** AVAILABLE DATA follows **

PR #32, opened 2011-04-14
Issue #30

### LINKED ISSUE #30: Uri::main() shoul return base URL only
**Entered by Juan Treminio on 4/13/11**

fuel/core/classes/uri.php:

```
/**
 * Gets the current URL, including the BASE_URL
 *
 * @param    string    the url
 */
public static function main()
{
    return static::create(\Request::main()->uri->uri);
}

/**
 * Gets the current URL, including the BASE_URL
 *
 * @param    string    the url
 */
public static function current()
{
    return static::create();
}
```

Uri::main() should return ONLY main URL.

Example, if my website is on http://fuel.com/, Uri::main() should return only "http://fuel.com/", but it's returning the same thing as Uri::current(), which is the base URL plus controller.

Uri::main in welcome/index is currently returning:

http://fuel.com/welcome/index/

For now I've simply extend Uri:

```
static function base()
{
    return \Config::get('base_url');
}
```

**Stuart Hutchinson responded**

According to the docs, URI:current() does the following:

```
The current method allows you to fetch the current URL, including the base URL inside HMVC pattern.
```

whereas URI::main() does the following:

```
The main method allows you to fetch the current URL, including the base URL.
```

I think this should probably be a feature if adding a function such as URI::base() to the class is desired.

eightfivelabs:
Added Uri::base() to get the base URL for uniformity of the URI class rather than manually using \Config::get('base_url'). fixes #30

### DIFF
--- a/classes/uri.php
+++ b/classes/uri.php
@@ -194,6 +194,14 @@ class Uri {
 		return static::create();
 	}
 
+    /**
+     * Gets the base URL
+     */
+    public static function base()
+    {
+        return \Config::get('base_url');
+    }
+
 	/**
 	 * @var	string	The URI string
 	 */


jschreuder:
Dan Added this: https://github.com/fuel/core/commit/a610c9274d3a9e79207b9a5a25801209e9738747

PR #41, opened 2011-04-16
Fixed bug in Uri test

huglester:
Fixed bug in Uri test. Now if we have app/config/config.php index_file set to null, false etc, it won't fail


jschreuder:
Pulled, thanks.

** End of AVAILABLE DATA **
** AVAILABLE DATA follows **

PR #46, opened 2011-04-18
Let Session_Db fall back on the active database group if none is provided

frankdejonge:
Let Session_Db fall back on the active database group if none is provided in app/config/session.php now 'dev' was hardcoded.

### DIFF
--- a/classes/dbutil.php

** End of AVAILABLE DATA **

| DIRECTIONS FOR THIS TASK |
Return word for word the lines above from the line with "PR #32, opened 2011-04-14" to the line with "Uri::main() should return ONLY main URL.", including both and leaving out all others.

| OUTPUT |
PR #32, opened 2011-04-14
Issue #30

### LINKED ISSUE #30: Uri::main() shoul return base URL only
**Entered by Juan Treminio on 4/13/11**

fuel/core/classes/uri.php:

```
/**
 * Gets the current URL, including the BASE_URL
 *
 * @param    string    the url
 */
public static function main()
{
    return static::create(\Request::main()->uri->uri);
}

/**
 * Gets the current URL, including the BASE_URL
 *
 * @param    string    the url
 */
public static function current()
{
    return static::create();
}
```

Uri::main() should return ONLY main URL.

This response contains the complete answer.